One of the numbers that reveals the consequences of poverty in the United States is the energy burden. Low-income households are projected to pay the highest percentage of their income on energy, spending 8.6% to 30% of their income, compared to the middle- and high-income households that spend 3%, according to a report in 2022 by the US Office of Energy and Renewable Energy. Those high energy costs are the legacy of older buildings and inadequate urban planning. As the climate warms and air conditioning becomes a necessity in more homes, costs are expected to climb.
The solutions are regulatory measures, retrofits and research to improve resilience in low-income housing and neighborhoods. We need investments in retrofits, insightful design and urban planning to lower energy costs and reduce the burden on low-income households (and everyone else).
Cooling the indoors in a warming world
Climate change is forcing the need for air conditioning in more and more homes in the United States, and worldwide. By 2050, an additional 4 billion air conditioning units will be demanded by more than 87% of households globally for space cooling. That means an estimated 5.6 billion units, up from 1.6 billion today, according to the International Energy Agency. Running those machines will be a key driver of the growing global energy demand, which is projected to increase three-fold, the IEA reports.

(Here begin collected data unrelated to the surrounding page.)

PR #3633, opened 2026-02-11
feat(Android, Tabs): Add support for selectedIcon on Android

t0maboro:
## Description

This PR adds support for the `selectedIcon` prop on Android. I'm not sure why it was omitted initially, but it's possible to implement it by checking whether the tab is focused. 

> [!CAUTION]
> The type for `selectedIcon` was intentionally changed from `PlatformIconIOS` to `PlatformIcon`. Since tabs are still an experimental component, we want to avoid additional maintenance overhead. This change will have a compatibility flag, which will be added after shipping all PRs related to the refactor.

Closes: https://github.com/software-mansion/react-native-screens-labs/issues/954 (let me split the original issue 773 from labs to 2 separate sub-issues, as they touch completely different mechanisms)

## Changes

- Added props for native component on android.
- Extended type definition for external API
- Updated example

## Before & after - visual documentation

(No before section, new API)

https://github.com/user-attachments/assets/11b71555-1749-41b3-ace7-14b58e516200

## Test plan

I've updated TestBottomTabs to use selectedIcon of type PlatformIcon. All other examples using that prop were intentionally left unchanged for regression testing.

## Checklist

- [x] Included code example that can be used to test this change.
- [ ] Updated / created local changelog entries in relevant test files.
- [x] For visual changes, included screenshots / GIFs / recordings documenting the change.
- [x] For API changes, updated relevant public types.
- [ ] Ensured that CI passes

PR #3649, opened 2026-02-14
feat(android): Add `selectedIcon` support for bottom tabs

Kasendwa:
`selectedIcon` works on iOS but is completely ignored on Android. The native setters (`setSelectedIconImageSource`, `setSelectedIconResourceName`) in `TabScreenViewManager.kt` are stubbed out as `= Unit`, `TabScreen.kt` has no property to hold the drawable, and the JS side in `parseIconsToNativeProps` never even sends `selectedIcon` data down to Android.

This PR wires it up end-to-end.

## What was wrong

I traced the data flow from JS → native and found it breaks in four places:

1. `TabScreenViewManager.kt` — both `setSelectedIconImageSource` and `setSelectedIconResourceName` are no-ops:

```kotlin
override fun setSelectedIconImageSource(
    view: TabScreen?,
    value: ReadableMap?,
) = Unit
```

2. `TabScreen.kt` — no `selectedIcon` property exists, so even if the view manager tried to set it, there's nowhere to store it.

3. `TabsScreen.tsx` — `parseIconsToNativeProps` only calls `parseAndroidIconToNativeProps` for the main icon and returns early, never touching `selectedIcon`:

```typescript
if (Platform.OS === 'android') {
    const androidNativeProps = parseAndroidIconToNativeProps(
      icon?.android || icon?.shared,
    );
    return { ...androidNativeProps };  // selectedIcon is dropped here
}
```

4. `TabsHostAppearanceApplicator.kt` — `updateMenuItemAppearance` just does `menuItem.icon = tabScreen.icon`, no concept of a selected state.

## What this PR does

**`TabScreen.kt`** — Added a `selectedIcon: Drawable?` property with the same `Delegates.observable` pattern as `icon`, so changes trigger `onMenuItemAttributesChange` and the menu item gets updated.

**`TabScreenViewManager.kt`** — `setSelectedIconImageSource` now actually loads the image:

```kotlin
override fun setSelectedIconImageSource(
    view: TabScreen?,
    value: ReadableMap?,
) {
    val uri = value?.getString("uri")
    if (uri != null && view != null) {
        loadTabImage(view.context, uri, view, isSelectedIcon = true)
    }
}
```

**`TabsImageLoader.kt`** — `loadTabImage` takes an `isSelectedIcon` flag. When `true`, the loaded drawable goes to `view.selectedIcon` instead of `view.icon`.

**`TabsHostAppearanceApplicator.kt`** — When both drawables are present, I wrap them in a `StateListDrawable`:

```kotlin
val newIcon = if (tabScreen.selectedIcon != null && tabScreen.icon != null) {
    StateListDrawable().apply {
        addState(intArrayOf(android.R.attr.state_checked), tabScreen.selectedIcon?.mutate())
        addState(intArrayOf(), tabScreen.icon?.mutate())
    }
} else {
    tabScreen.icon
}
menuItem.icon = newIcon
```

`BottomNavigationView` already toggles `state_checked` on the active menu item, so the swap happens for free — no listeners needed. I call `mutate()` on both drawables to avoid shared-state issues across tabs.

**`TabsScreen.tsx`** — Added `parseAndroidSelectedIconToNativeProps` (mirrors the existing `parseAndroidIconToNativeProps`) and updated `parseIconsToNativeProps` to spread the selected icon props into the return value on Android. Also widened the `selectedIcon` param type to accept `PlatformIconAndroid`.

## Notes

- Fully backward compatible. If `selectedIcon` isn't provided, the code path is identical to before — single icon with tinting.
- `itemIconTintList` still applies to both states. This matches the existing iOS behavior where tinting is separate from icon selection.
- Both icons load async via Fresco. Since `selectedIcon` uses the same `Delegates.observable` → `onMenuItemAttributesChange` chain, late-arriving images rebuild the `StateListDrawable` correctly.
- `setSelectedIconResourceName` (for `drawableResource` type) is still a no-op — can be done in a follow-up if needed.

## Companion PR needed in `react-navigation`

This PR handles the native side, but there's a separate issue in `@react-navigation/bottom-tabs`. In `BottomTabViewNativeImpl.tsx`, `selectedIcon` is resolved as:

```typescript
selectedIcon: selectedIcon?.ios ?? selectedIcon?.shared;
```

This always picks the iOS format (`templateSource`), which Android doesn't understand. The fix there is straightforward:

```typescript
selectedIcon: Platform.OS === 'ios'
  ? (selectedIcon?.ios ?? selectedIcon?.shared)
  : (selectedIcon?.android ?? selectedIcon?.shared);
```

Companion PR: https://github.com/react-navigation/react-navigation/pull/12974

## Testing

- Bottom tab navigator with different icons for `focused: true` / `focused: false` — verified icons swap on tap on Android.
- iOS — no regression, same behavior as before.
- Tabs without `selectedIcon` — still work with single-icon tinting as expected.
- Tested with async image loading (remote URLs) — icons appear correctly even when they load after initial render.

I've been running this as a patch (`patch-package`) in production for a while now with no issues.

### DIFF
--- a/FabricExample/e2e/examplesTests/events.e2e.ts
+++ b/FabricExample/e2e/examplesTests/events.e2e.ts
@@ -12,7 +12,7 @@ const pressBack = async () => {
 
 const awaitClassicalEventBehavior = async () => {
   if (device.getPlatform() === 'ios') {
-    // The order of events in this test differs from the Paper version of the same test.
+    // The order of events in this test differs from Paper.
     // Please see https://github.com/software-mansion/react-native-screens/pull/2785 for details.
     await expect(
       element(by.text('9. Chats | transitionStart | closing')),
--- a/FabricExample/ios/Podfile
+++ b/FabricExample/ios/Podfile
@@ -11,9 +11,6 @@ require_relative '../../scripts/ios/rns_set_swift_compilation_flags'
 platform :ios, min_ios_version_supported
 prepare_react_native_project!
 
-# From 0.76 new arch is enabled by default, we just want to have it explicitly set and for consistency with Example app
-ENV['RCT_NEW_ARCH_ENABLED'] = '1'
-
 # Disable precompiled binaries for RN core
 ENV['RCT_USE_PREBUILT_RNCORE'] = '0'
 
--- a/android/src/main/java/com/swmansion/rnscreens/gamma/stack/screen/StackScreenFragment.kt
+++ b/android/src/main/java/com/swmansion/rnscreens/gamma/stack/screen/StackScreenFragment.kt
@@ -18,16 +18,15 @@ internal class StackScreenFragment(
      * Since each StackScreenFragment owns a PreventNativeDismissCallback & adds it to the
      * OnBackPressedDispatcher the callback should be enabled only when the top fragment is this fragment.
      */
-    private val preventNativeDismissBackPressedCallback =
-        PreventNativeDismissCallback(this, stackScreen, canBeEnabled = true)
+    private var preventNativeDismissBackPressedCallback: PreventNativeDismissCallback? = null
+    private val requireNativeDismissBackPressedCallback
+        get() = checkNotNull(preventNativeDismissBackPressedCallback) { "[RNScreens] Attempt to require nullish OnBackPressedCallback" }
 
     private var isTopFragment: Boolean = false
 
     override fun onCreate(savedInstanceState: Bundle?) {
         super.onCreate(savedInstanceState)
-        requireActivity().onBackPressedDispatcher.addCallback(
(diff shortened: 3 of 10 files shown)


t0maboro:
Hi @Kasendwa 

Thanks a lot for your work on this!

I actually started working on a very similar change a few days ago https://github.com/software-mansion/react-native-screens/pull/3633, and in that PR some other aspects (old arch/aligning `icon` & `selectedIcon` types) are already comleted. I really like your idea of using `StateListDrawable` - very clean approach.

I hope you don't mind if I add you as a co-author to that other PR and close this one.

Kasendwa:
Hi @t0maboro that makes a lot of sense. Thank you.

PR #3655, opened 2026-02-16
fix(iOS, Tabs): defer scroll view behavior override until props are set

Ubax:
## Description

In case of the first render when the initial props were not set yet, the `mountChildComponentView` will most likely fire before the `updateProps`, and the `overrideScrollViewContentInsetAdjustmentBehavior` will use the default value `YES`. This makes it impossible to remove the override from `ScrollView` mounted during the first render.

## Changes

Defer the `overrideScrollViewBehaviorInFirstDescendantChainIfNeeded` call when props haven't yet been set (initial render) and apply it in `updateProps` once the prop value is known.

## Test plan

Test all three possible values of the `overrideScrollViewContentInsetAdjustmentBehavior`: `true`, `false`, `undefined`.

I added `apps/src/tests/single-feature-tests/tabs/override-scroll-view-content-inset.tsx` test case. During testing I also modified the order of the tabs.

https://github.com/user-attachments/assets/3823cd70-df40-4b78-8c04-16141f061d1a

## Checklist

- [ ] Ensured that CI passes

### DIFF
--- a/apps/src/tests/single-feature-tests/tabs/index.ts
+++ b/apps/src/tests/single-feature-tests/tabs/index.ts
@@ -1,6 +1,7 @@
 import type { ScenarioGroup } from '../../shared/helpers';
 
 import BottomAccessoryScenario from './bottom-accessory-layout';
+import OverrideScrollViewContentInsetScenario from './override-scroll-view-content-inset';
 import TabBarHiddenScenario from './tab-bar-hidden';
 import TabsScreenOrientationScenario from './tabs-screen-orientation';
 
@@ -9,6 +10,7 @@ const TabsScenarioGroup: ScenarioGroup = {
   details: 'Single feature tests for tabs',
   scenarios: [
     BottomAccessoryScenario,
+    OverrideScrollViewContentInsetScenario,
     TabBarHiddenScenario,
     TabsScreenOrientationScenario,
   ],
--- a/apps/src/tests/single-feature-tests/tabs/override-scroll-view-content-inset.tsx
+++ b/apps/src/tests/single-feature-tests/tabs/override-scroll-view-content-inset.tsx
@@ -1,0 +1,114 @@
+import React from 'react';
+import { ScrollView, Text, View, StyleSheet } from 'react-native';
+import {
+  NavigationContainer,
+  NavigationIndependentTree,
+} from '@react-navigation/native';
+import { BottomTabsContainer } from '../../../shared/gamma/containers/bottom-tabs/BottomTabsContainer';
+import type { Scenario } from '../../shared/helpers';
+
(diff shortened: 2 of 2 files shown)


ios/bottom-tabs/screen/RNSBottomTabsScreenComponentView.mm
```diff
@@ -465,7 +474,13 @@ - (void)mountChildComponentView:(UIView<RCTComponentViewProtocol> *)childCompone
...
   // from screen to find ScrollView, that's why we're only interested in child mounted at index 0.
   if (index == 0) {
-    [self overrideScrollViewBehaviorInFirstDescendantChainIfNeeded];
+    // If the props were not set before the first child was mounted,
+    // we defer the override behavior application until props are set.
+    if (_isOverrideScrollViewContentInsetAdjustmentBehaviorSet) {
+      [self overrideScrollViewBehaviorInFirstDescendantChainIfNeeded];
+    } else {
+      _needsScrollViewBehaviorOverride = YES;
+    }
```
kkafar: Is the case the comment describes ever not true? 😄 

On the new architecture a given component view, receives it's props ALWAYS after its children are mounted (assuming they are mounted in the first render). This is not documented, but unless something changes in (recently very stable) the very core mutation calculating algorithm, this should always be the case AFAIK.

Doing this in head, I'll try to debug later, but I try to think of scenario this if-else actually covers. During the very first mounting, this will go for "else branch" for every single child & will be deferred to `updateProps:oldProps:` - which would naturally happen anyway. 

Oh, I think I see! This prevents from actually setting the option before we receive users decision in `updateProps:oldProps:` during the first render. Makes sense. 

I think that the comment is misleading here. It should be something like this:

```suggestion
    // Before the props are set (first render) defer acting to after
    // we receive props, as user might have decided to disable this feature.
    if (_isOverrideScrollViewContentInsetAdjustmentBehaviorSet) {
      [self overrideScrollViewBehaviorInFirstDescendantChainIfNeeded];
    } else {
      _needsScrollViewBehaviorOverride = YES;
    }
```

kkafar (commented):
Looks good. I've left one remark, please answer it & I think we can proceed.

kkafar:
Also, please update the PR description. You can leave test plan empty - I will fill it when we're ready OR you can point to the test that was introduced with PR that introduced this feature - that's better option.

ios/bottom-tabs/screen/RNSBottomTabsScreenComponentView.mm
Ubax: I made a mental shortcut in the comment 😅 

Good catch

PR #3658, opened 2026-02-17
chore(Tabs): align naming for native components

kligarski:
## Description

Aligns naming for native components in tabs (TabsHost, TabsScreen, TabsBottomAccessory).

Closes https://github.com/software-mansion/react-native-screens-labs/issues/782.

## Changes

- renaming of iOS native components
- renaming of Android native components
- renaming of Fabric spec files
- renaming of `.h`/`.cpp` ShadowTree files

No visual changes.

## Test plan

Tabs should work without any changes on both platforms & both architectures.

## Checklist

- [ ] Ensured that CI passes

### DIFF
--- a/android/src/main/java/com/swmansion/rnscreens/gamma/tabs/TabsHost.kt
+++ b/android/src/main/java/com/swmansion/rnscreens/gamma/tabs/TabsHost.kt
@@ -353,7 +353,11 @@ class TabsHost(
         }
     }
 
-    override fun getFragmentForTabsScreen(tabsScreen: TabsScreen): TabsScreenFragment? = tabsScreenFragments.find { it.tabsScreen === tabsScreen }
+    override fun getFragmentForTabsScreen(tabsScreen: TabsScreen): TabsScreenFragment? =
+        tabsScreenFragments.find {
+            it.tabsScreen ===
+                tabsScreen
+        }
 
     override fun onFragmentConfigurationChange(
         tabsScreen: TabsScreen,


android/src/main/java/com/swmansion/rnscreens/gamma/tabs/screen/TabScreenEventEmitter.kt
```diff
@@ -42,5 +41,5 @@ private fun logEventDispatch(
     viewTag: Int,
     eventName: String,
 ) {
-    RNSLog.d(TAG, "TabScreen [$viewTag] emits event: $eventName")
+    RNSLog.d(TabScreenEventEmitter.Companion.TAG, "TabScreen [$viewTag] emits event: $eventName")
```
kligarski: intelliJ did some refactors when moving the files, not sure if I should keep them or revert them.

android/src/main/java/com/swmansion/rnscreens/gamma/tabs/host/TabsHostAppearanceApplicator.kt
```diff
@@ -29,7 +31,7 @@ class TabsHostAppearanceApplicator(
         bottomNavigationView.isVisible = !tabsHost.tabBarHidden
         bottomNavigationView.setBackgroundColor(
             tabsHost.tabBarBackgroundColor
-                ?: resolveColorAttr(com.google.android.material.R.attr.colorSurfaceContainer),
+                ?: resolveColorAttr(R.attr.colorSurfaceContainer),
```
kligarski: Same here.

src/components/tabs/TabsAccessory.tsx
```diff
@@ -8,7 +8,7 @@ import { StyleSheet } from 'react-native';
  */
 export default function TabsAccessory(props: TabsAccessoryProps) {
```
kligarski, line 9: I did not change the JS component name here but in order to have full alignment we would need `TabsBottomAccessory` here. Not sure if we want to change it?

android/src/main/java/com/swmansion/rnscreens/gamma/tabs/screen/TabScreenEventEmitter.kt
kmichalikk: I'd remove it. This doesn't belong to the PR and we don't need to change it.

kligarski: Okay, I removed it.

android/src/main/java/com/swmansion/rnscreens/gamma/tabs/host/TabsHostAppearanceApplicator.kt
kligarski: As discussed, will handle this in separate PR.

kligarski:
>     1. Let's maybe move the resource id refactor to separate PR
>     2. You might also create a PR for moving android tabs from `gamma/` folder

Will do so in separate PR(s).

>     3. There are still few places where BottomTabs could be replaced with Tabs, i.e. in GUIDE_FOR_LIBRARY_AUTHORS and code comments (ctrl + f). There is also `controlledBottomTabs` flag - should we change it?

I think this should be handled in separate PRs. I added a ticket to rename `controlledBottomTabs`: https://github.com/software-mansion/react-native-screens-labs/issues/974.

src/components/tabs/TabsAccessory.tsx
kligarski: I created a ticket to do so: https://github.com/software-mansion/react-native-screens-labs/issues/973 (we'll batch some of these breaking changes).

react-native.config.js
```diff
@@ -14,7 +14,7 @@ module.exports = {
           "RNSScreenFooterComponentDescriptor",
           "RNSScreenContentWrapperComponentDescriptor",
           'RNSModalScreenComponentDescriptor',
-          'RNSBottomTabsComponentDescriptor',
+          'RNSTabsHostComponentDescriptor',
           'RNSSafeAreaViewComponentDescriptor'
         ],
         cmakeListsPath: "../android/src/main/jni/CMakeLists.txt"
```
kkafar, line 20: I do not remember how this file is used by CLI exactly, but it seems that we're missing a couple of components here, right?

kkafar: Talking about new stack implementation? `TabsBottomAccessory`? And maybe something else. We should investigate what this has been added for, whether it is still relevant & we either need to remove or update this file. 

Let's create ticket for that please.

kligarski: There is already a ticket for this: https://github.com/software-mansion/react-native-screens-labs/issues/621.

kligarski: Please see: https://github.com/software-mansion/react-native-screens-labs/issues/621#issuecomment-3943738653.

kligarski:
> One thing I'm mising here is usage of `TabsScreen` on Android, right? We should keep it aligned between platforms

Thank you for spotting this, don't know how I've missed that 😅

https://github.com/software-mansion/react-native-screens/pull/3658/commits/09737f96373e5cacc37cce28303d24717daaac52

kligarski:
> I haven't verified runtime behavior. Please make sure you do.

I've checked `TestBottomTabs` on `{Android, iOS} x {Paper, Fabric}` and it looks good. I'll wait for the CI and proceed.

PR #3661, opened 2026-02-17
chore(Android, Tabs): move tabs files to separate packages

kligarski:
## Description

Refactors file structure in tabs directory. 

## Changes

- create `host` and `screen` directories and move appropriate files
- create `event` package `host` and `screen` and move appropriate files
- apply refactors from IntelliJ

No visual changes.

## Test plan

Tabs should work without any changes.

## Checklist

- [x] Ensured that CI passes


t0maboro:
> I wanted to also move tabs directory out of gamma but when I thought about it more, we rely on a lot of helpers from gamma directory. On the other hand, Stack v4 also uses some helpers from gamma directory so I'm not sure how to proceed here.

If stack v4 is relying on certain APIs from gamma, those APIs shouldn't reside in gamma

Issue #3662, opened 2026-02-18
TabsHost fillParent style prevents flex layout with sibling views


kimchi-developer:
## Description

`TabsHost` (formerly `BottomTabsHost`) applies a `fillParent` style with `flex: 1, width: '100%', height: '100%'`. The explicit `width` and `height` values prevent the component from participating in standard React Native flex layout when placed alongside sibling views in a parent container.

This means wrapping `NativeTabs` in a `<View style={{ flex: 1 }}>` with a sibling element (e.g. a banner ad) does not work — TabsHost always takes the full parent size, ignoring the sibling.

## Steps to reproduce

```tsx
// Expected: BannerAd renders above, NativeTabs fills remaining space
// Actual: NativeTabs covers full parent, BannerAd is hidden behind it
<View style={{ flex: 1 }}>
  <BannerAd />
  <NativeTabs>
    {/* tab triggers */}
  </NativeTabs>
</View>
```

## Root cause

In `src/components/tabs/TabsHost.tsx`:

```ts
const styles = StyleSheet.create({
  fillParent: {
    flex: 1,
    width: '100%',  // ← forces full parent width, ignores flex siblings
    height: '100%', // ← forces full parent height, ignores flex siblings
  },
});
```

`flex: 1` alone is sufficient — the native iOS side (`RNSBottomTabsHostComponentView.mm`) pins the controller view to the host view bounds via `NSLayoutConstraint`, and the Android side (`TabsHost.kt`) uses `MATCH_PARENT`. Both correctly size themselves to whatever bounds the JS view provides.

## Proposed fix

Remove `width: '100%'` and `height: '100%'`, keeping only `flex: 1`:

```ts
const styles = StyleSheet.create({
  fillParent: {
    flex: 1,
  },
});
```

## Environment

- react-native-screens: 4.22.0
- expo-router: unstable-native-tabs
- Platform: iOS 26.2 (also affects Android)

kmichalikk:
Hi @kimchi-developer 
I don't see the bug in a minimal example.
more detailed answer in the PR

PR #3663, opened 2026-02-18
fix(Tabs): remove width/height 100% from TabsHost fillParent style

kimchi-developer:
## Summary

Closes https://github.com/software-mansion/react-native-screens/issues/3662

- Remove `width: '100%'` and `height: '100%'` from `TabsHost`'s `fillParent` style
- Keep only `flex: 1`, which is sufficient for the native layout constraints on both iOS and Android

## Problem

`TabsHost` cannot be used as a flex child alongside sibling views. The explicit `width/height: '100%'` forces it to take the full parent size, making patterns like a persistent banner above tabs impossible.

## Why this is safe

- **iOS**: `RNSBottomTabsHostComponentView.mm` pins `controller.view` to the host view's 4 edges via `NSLayoutConstraint` — it fills whatever bounds the JS view provides
- **Android**: `TabsHost.kt` uses `MATCH_PARENT` — same behavior, fills the parent view's bounds
- **`TabsScreen`** is not affected — it uses `position: 'absolute'` (correct for stacking tab content)

## Test plan

- Wrap `NativeTabs` in a `<View style={{ flex: 1 }}>` with a sibling `<View>` above it
- Verify the sibling renders above and NativeTabs fills remaining space
- Verify tabs render correctly when used standalone (no siblings) — `flex: 1` still fills parent

### DIFF
--- a/src/components/tabs/TabsHost.tsx
+++ b/src/components/tabs/TabsHost.tsx
@@ -99,7 +99,5 @@ export default TabsHost;
 const styles = StyleSheet.create({
   fillParent: {
     flex: 1,
-    width: '100%',
-    height: '100%',
   },
 });


kmichalikk:
Hi @kimchi-developer 
Since You mention `NativeTabs` I'm assuming you are using expo.
I created a blank expo project `npx create-expo-app@latest --template tabs@55`, replaced the default implementation with NativeTabs, wrapped it with a view with `flex: 1`, and added some blank views at the top / bottom. It seems to be working without any patching on screens@4.23.

image

Could You please provide more information about the problem and before / after?

(also tested on our FabricExample, works ok without the PR)

kimchi-developer:
Thank you for taking the time to verify this! You're right — I just tested on screens@4.22 with the original `fillParent` style (including `width: '100%'` and `height: '100%'`) and it works fine. The banner renders correctly above NativeTabs without any patching.

It seems the issue I originally observed was caused by something else in my setup. Closing this PR.

Sorry for the noise, and thanks again for the thorough review! 🙏

PR #3664, opened 2026-02-18
chore: Bring back Example for Paper

kmichalikk:
Closes https://github.com/software-mansion/react-native-screens-labs/issues/971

Aging buildings, outdated building codes
As of 2018, 80 percent of single-family housing in the United States was constructed more than 20 years ago. The homes were designed and built in an era of outdated building codes, and their construction was not required to provide resilience against extreme weather events.
Changing climatic conditions have meant higher temperatures during the summer, and cities in particular have endured islands of heat and hotter days than years past. The result has been higher thermal gains in buildings. New measures are required to keep indoor temperatures at safe and comfortable levels.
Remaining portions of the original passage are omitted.